Приехав в дом крестного, Фома застал Любу одну. Она вышла
навстречу ему, и было видно, что она нездорова или расстроена: глаза у нее
лихорадочно блестели и были окружены черными пятнами. Зябко кутаясь в пуховый
платок, она, улыбаясь, сказала:
— Вот хорошо, что приехал! А то я одна сижу... скучно, идти
никуда не хочется... Чай будешь пить?
— Буду... Ты что это какая, нездоровится, что ли?

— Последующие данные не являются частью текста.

PR #561, opened 2025-12-18
test: Check that GraphQL workspace loads correctly

baptistegrimaud:
### Description
Following the issue we had with `node-polyfill-webpack-plugin` (see https://github.com/Jahia/graphql-core/pull/560 for the fix), adding a Cypress test to validate that GraphQL workspace loads successfully.

> [!TIP]

### DIFF
--- a/tests/cypress/e2e/tools/graphqlWorkspace.cy.ts
+++ b/tests/cypress/e2e/tools/graphqlWorkspace.cy.ts
@@ -1,6 +1,6 @@
 describe('GraphQL Workspace tests', () => {
     const GRAPHQL_WORKSPACE_URL = '/modules/graphql-dxm-provider/tools/graphql-workspace.jsp';
-    beforeEach('reset default value', () => {
+    beforeEach('prerequisites', () => {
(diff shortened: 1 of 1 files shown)


dgriffon (approved):
Ok for the test, I got a concern regarding the dependency to the tools modules that is not explicit in the graphql module neither on the test. In that case, is the test expected to fail if the tools module is not present?

baptistegrimaud:
> Ok for the test, I got a concern regarding the dependency to the tools modules that is not explicit in the graphql module neither on the test. In that case, is the test expected to fail if the tools module is not present?

As `tools` is listed as a core module, I assume that this module will always be present.
And that's probably also why GraphQL contains https://github.com/Jahia/graphql-core/blob/master/graphql-dxm-provider/src/main/resources/tools/graphql-workspace.jsp but without that explicit dependency defined.

The right way would be to define `tools` as a dependency of `graphql-core`... are we OK with that change (which becomes a bit more than just adding a test :) )?

dgriffon (approved):

PR #483, opened 2021-05-11
Fixed BOTKUBE_VERSION

pierluigilenoci:
##### ISSUE TYPE

 - Bug fix Pull Request

##### SUMMARY

The software notifies on the channel if you are using the updated version of BotKube or not. To do this, use the BOTKUBE_VERSION variable which is set up with the `.Chart.Version` value which does not necessarily correspond to the version of the software running on the cluster. The actual version of the software that runs is the one that comes from `.Values.image.tag`. 

Screenshot 2021-05-11 at 09 51 39


PrasadG193 (approved):

PrasadG193:
We need to revisit version logic to use build-time variables. But this can be done as a separate task.

pierluigilenoci:
@PrasadG193 all build failed? Why?

pierluigilenoci:
@PrasadG193 what can we do to push forward?

PrasadG193:
@pierluigilenoci looks like one of the dep breaking builds. Let me fix that.

PR #527, opened 2021-09-27
fix: Allow users to disable ANSI color in logging

### LINKED ISSUE #477: Allow users to disable ANSI color in logging
Botkube logs seem to have [ANSI color codes on by default](https://github.com/infracloudio/botkube/blob/develop/pkg/log/log.go#L42) (and provide no configuration to disable them). In our cluster, we ship logs to an ELK stack offsite (and do not often view them using a traditional terminal). The ANSI codes impair readability of logs when not viewed in a terminal.

Provide a setting or configuration that allows users to disable ANSI escape codes in log output.

n/a

**Additional context**
Here's an example log line I see in our Kibana instance:

```
[36mINFO[0m[2021-04-26T15:52:21Z] Registering the filter IngressValidator      
```

sumit-tembe:
##### ISSUE TYPE
 - Bug fix Pull Request

Fixes #477

### DIFF
--- a/pkg/log/log.go
+++ b/pkg/log/log.go
@@ -21,6 +21,7 @@ package log
 
 import (
 	"os"
+	"strconv"
 
 	"github.com/sirupsen/logrus"
 )
@@ -39,7 +40,11 @@ func init() {
 		logLevel = logrus.InfoLevel
 	}
 	log.SetLevel(logLevel)
-	log.Formatter = &logrus.TextFormatter{ForceColors: true, FullTimestamp: true}
+	forceColors, err := strconv.ParseBool(os.Getenv("LOG_FORCE_COLORS"))
+	if err != nil {
+		forceColors = false
+	}
+	log.Formatter = &logrus.TextFormatter{ForceColors: forceColors, FullTimestamp: true}
 }
 
 // Info map logrus.Info func to log.Info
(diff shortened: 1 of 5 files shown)


pkg/log/log.go
```diff
@@ -39,7 +40,8 @@ func init() {
 		logLevel = logrus.InfoLevel
 	}
 	log.SetLevel(logLevel)
-	log.Formatter = &logrus.TextFormatter{ForceColors: true, FullTimestamp: true}
+	forceColors, _ := strconv.ParseBool(os.Getenv("LOG_FORCE_COLORS"))
```
PrasadG193, line 43: what value do we get when `ParseBool` fails? We should check the error and set forceColors=false if is not nil

sumit-tembe: ParseBool returns `false` as default value. (Even in case of an error)

PrasadG193: I still think it's better to handle error for readability

pkosiec:
Hi @sumit-tembe, cool PR - would you like to reopen and rebase it to latest `develop`? It should be even easier to do than before, as now we are using `envconfig`: https://github.com/infracloudio/botkube/blob/develop/cmd/botkube/main.go#L48

Thanks!

PR #537, opened 2021-11-02
feat(helm): allow to set deployment annotations

### LINKED ISSUE #536: [FR] Allow to set deployment annotation in Helm Chart

Currently we cannot set deployment annotations using Helm Chart.

We can only set pod annotations using [`extraAnnotations`](https://github.com/infracloudio/botkube/blob/5cc97c3791f44b2db3370f494d0819362b1bd453/helm/botkube/templates/deployment.yaml#L26), it would be nice to be able to add annotations to deployment too.

- create our own chart from yours and update [`helm/botkube/templates/deployment.yaml`](https://github.com/infracloudio/botkube/blob/develop/helm/botkube/templates/deployment.yaml)
- annotate deployment manually : `kubectl annotate deploy botkube key=value`

**Additional context**

Most charts have values for `deployment.annotations`. For example elastic.co charts have those : 
- podAnnotations (equivalent to `extraAnnotations` in this chart)
- deployment.annotations
- daemonset.annotations

I've created a PR and tested it with/without annotations : https://github.com/infracloudio/botkube/pull/537

lucagouty:
##### ISSUE TYPE

 - Feature Pull Request

##### SUMMARY

Allow to set deployment annotations in helm chart.

Fixes #536

##### Remarks

I hesitated to use `extraAnnotations`, but when I look at other official helm charts most of the time they use different values for pods and deployments annotations. 

Imho we should also rename `extraAnnotations` to `podAnnotations` but would be a breaking change so I left it as it was.

### DIFF
--- a/helm/botkube/templates/deployment.yaml
+++ b/helm/botkube/templates/deployment.yaml
@@ -9,6 +9,10 @@ metadata:
     app.kubernetes.io/managed-by: {{ .Release.Service }}
     component: controller
     app: botkube
+  annotations:
+    {{- if .Values.deployment.annotations }}
+{{ toYaml .Values.deployment.annotations | indent 4 }}
+    {{- end }}
 spec:
   replicas: {{ .Values.replicaCount }}
   selector:
--- a/helm/botkube/values.yaml
+++ b/helm/botkube/values.yaml
@@ -362,6 +362,9 @@ serviceMonitor:
   port: metrics
   labels: {} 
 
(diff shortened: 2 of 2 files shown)


PrasadG193:
Hey @lucagouty thanks for the PR.
@bhavin192 could you please review it?

PrasadG193 (approved):

PrasadG193:
LGTM

PR #540, opened 2021-11-12
[helm] Set empty list as default value for extraEnv

dennybaa:


helm/botkube/Chart.yaml
```diff
@@ -1,7 +1,7 @@
 apiVersion: v1
 name: botkube
 home: https://www.botkube.io
-version: v0.12.3
+version: v0.12.4
```
PrasadG193, line 4: This change is not required, v0.12.3 is the latest release

PrasadG193: @dennybaa the version will be bumped automatically at the time of release. So when we release the next version of the helm chart, it will have the correct version.

PrasadG193 (approved):
Looks good

helm/botkube/Chart.yaml
PrasadG193: @dennybaa could you please resolve the conflict?

dennybaa:
@PrasadG193 resolved

PR #550, opened 2021-11-29
fix: Failed to analyze an event whose lastTimestamp is null (#548)

### LINKED ISSUE #548: [BUG] Failed to analyze an event whose lastTimestamp is null
**Describe the bug**

When I used Botkube to send all events to ElasticSearch for analysis, I couldn't find any scheduling related events. But when I use Kubectl, there are a lot. After my investigation, I found that the structure of events related to scheduling is like this.
```
- action: Scheduling
  apiVersion: v1
  eventTime: "2021-11-29T02:56:10.265245Z"
  firstTimestamp: null
  involvedObject:
    apiVersion: v1
    kind: Pod
    name: eaea1d07-7a6b-4a64-902f-3ef8eeac21b0-x9tz9-git-clone-6858-8x54h
    namespace: montoring
    resourceVersion: "97272811"
    uid: e512eef3-8318-4a06-b3b3-6491528d30a1
  kind: Event
  lastTimestamp: null
  message: '0/20 nodes are available: 10 node(s) didn''t match Pod''s node affinity/selector,
    5 node(s) didn''t match pod affinity rules, 5 node(s) didn''t match pod affinity/anti-affinity
    rules, 5 node(s) had taint {node-role.kubernetes.io/master: }, that the pod didn''t
    tolerate.'
  metadata:
    creationTimestamp: "2021-11-29T02:56:10Z"
    name: eaea1d07-7a6b-4a64-902f-3ef8eeac21b0-x9tz9-git-clone-6858-8x54h.16bbe4e6ffd7cb0f
    namespace: montoring
    resourceVersion: "97272813"
    uid: b6455ac9-a9e7-4e21-a78f-dbc714faf7d4
  reason: FailedScheduling
  reportingComponent: default-scheduler
  reportingInstance: default-scheduler-master03
  source: {}
  type: Warning
```
I found that kubectl get events returns null on events lastTimestamp fields.However, lastTimestamp is used in the code as the TimeStamp of botkube Event.This causes us to be unable to analyze events with lastTimestamp null。

in  botkube/pkg/events/events.go
image

**To Reproduce**

In addition, a null lastTimestamp is normal. Here is a link to the community, please refer to it.https://github.com/kubernetes/kubernetes/issues/90482

**Screenshots**
image

Lion916:
##### ISSUE TYPE

 - Bug fix Pull Request

##### SUMMARY
The lastTimestamp field of the event is sometimes null and sometimes not empty, but these are normal, just because the old and new APIS are called differently. So we need to add a judgment here, using the EventTime field if lastTimestamp is empty

Fixes #548

### DIFF
--- a/pkg/events/events.go
+++ b/pkg/events/events.go
@@ -123,6 +123,10 @@ func New(object interface{}, eventType config.EventType, resource, clusterName s
 		event.Count = eventObj.Count
 		event.Action = eventObj.Action
 		event.TimeStamp = eventObj.LastTimestamp.Time
+		t := time.Time{}
+		if eventObj.LastTimestamp.Time == t {
+			event.TimeStamp = eventObj.EventTime.Time
+		}
 	}
 	return event
 }


Lion916:
I think I should offer a better plan

Lion916:
I think I should offer a better plan

pkg/events/events.go
```diff
@@ -123,6 +123,10 @@ func New(object interface{}, eventType config.EventType, resource, clusterName s
 		event.Count = eventObj.Count
 		event.Action = eventObj.Action
 		event.TimeStamp = eventObj.LastTimestamp.Time
+		t := time.Time{}
+		if eventObj.LastTimestamp.Time == t {
```
PrasadG193, line 127: @Lion916 lets use `time.IsZero()` method to check nil time
https://pkg.go.dev/time#Time.IsZero

Lion916: @PrasadG193    Could you help to review another PR? Thanks~   https://github.com/infracloudio/botkube/pull/572

PrasadG193: @Lion916 could you please make the changes suggested above? :arrow_up:

PR #558, opened 2021-12-29
Ignore  error of type not found in resource

Lion916:
##### ISSUE TYPE

 - Feature Pull Request

##### SUMMARY

After using Botkube for some time, I found a large number of "not found" errors when querying logs for troubleshooting. 
image

Following the code, it turns out that these errors are caused by the Informer cache but are actually normal. Controller-runtime does a similar thing.
https://github.com/kubernetes-sigs/controller-runtime/blob/master/pkg/client/interfaces.go
```
// IgnoreNotFound returns nil on NotFound errors.
// All other values that are not NotFound errors or nil are returned unmodified.
func IgnoreNotFound(err error) error {
	if apierrors.IsNotFound(err) {
		return nil
	}
	return err
}
```

### DIFF
--- a/pkg/utils/utils.go
+++ b/pkg/utils/utils.go
@@ -34,6 +34,7 @@ import (
 	log "github.com/infracloudio/botkube/pkg/log"
 
 	coreV1 "k8s.io/api/core/v1"
+	apierrors "k8s.io/apimachinery/pkg/api/errors"
 	metaV1 "k8s.io/apimachinery/pkg/apis/meta/v1"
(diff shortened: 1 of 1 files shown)


PrasadG193 (approved):

PrasadG193:
Awesome! Thank a lot for fixing this @Lion916 :pray:

kelvinwijaya:
@PrasadG193 , Will this changes be merged to the mainstream release? It seem only avail in development branch now

PR #562, opened 2022-02-03
perf: Use `strings.EqualFold` for string comparison

iamrajiv:
## Description

`strings.ToLower/strings.ToUpper` will have to allocate memory for the new strings, as well as convert both strings fully, even if they differ on the very first byte. On the other hand, `strings.EqualFold` compares the strings one character at a time. It doesn't need to create two intermediate strings and can return as soon as the first non-matching character has been found.


PrasadG193 (approved):

PrasadG193:
Thanks for the PR @iamrajiv :pray:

— Иди в столовую, а я скажу, чтоб самовар дали... —
проговорила она, не отвечая на его вопрос.
Он прошел в одну из маленьких комнат дома с двумя окнами в
палисадник. Среди нее стоял овальный стол, его окружали старинные стулья,
обитые кожей, в одном простенке висели часы в длинном ящике со стеклянной
дверью, в углу стояла горка с серебром.
— Ты с обеда? — спросила Люба, входя.
Фома молча кивнул головой.
— Ну что, парадно?
— Беда! — усмехнулся Фома. — Я точно на угольях сидел... Все
— как павлины, а я — как сыч...
Люба, расставляя посуду, ничего не ответила ему.
— Ты чего в самом деле скучная какая? — снова спросил Фома,
взглянув на ее хмурое лицо.
Она обернулась к нему и с восторгом, с тоской сказала:
— Ах, Фома! Какую я книгу прочитала! Если б ты мог это
понимать!
— Видно, хороша книга, коли этак перевернуло тебя...—
усмехнулся Фома.
— Я не спала... всю ночь читала... Ты пойми: читаешь — и точно
пред тобой двери раскрываются в какое-то другое царство... И люди другие, и
речи, и... все. Вся жизнь...
— Не люблю я этого...— недовольно сказал Фома. — Выдумки,
обман. Театр тоже вот... Купцы выставлены для насмешки... разве они в самом
деле такие глупые? Как же! Возьми-ка крестного...
— Театр — это та же школа, Фома, — поучительно сказала Люба.
— Купцы такие были... И какой может быть в книгах обман?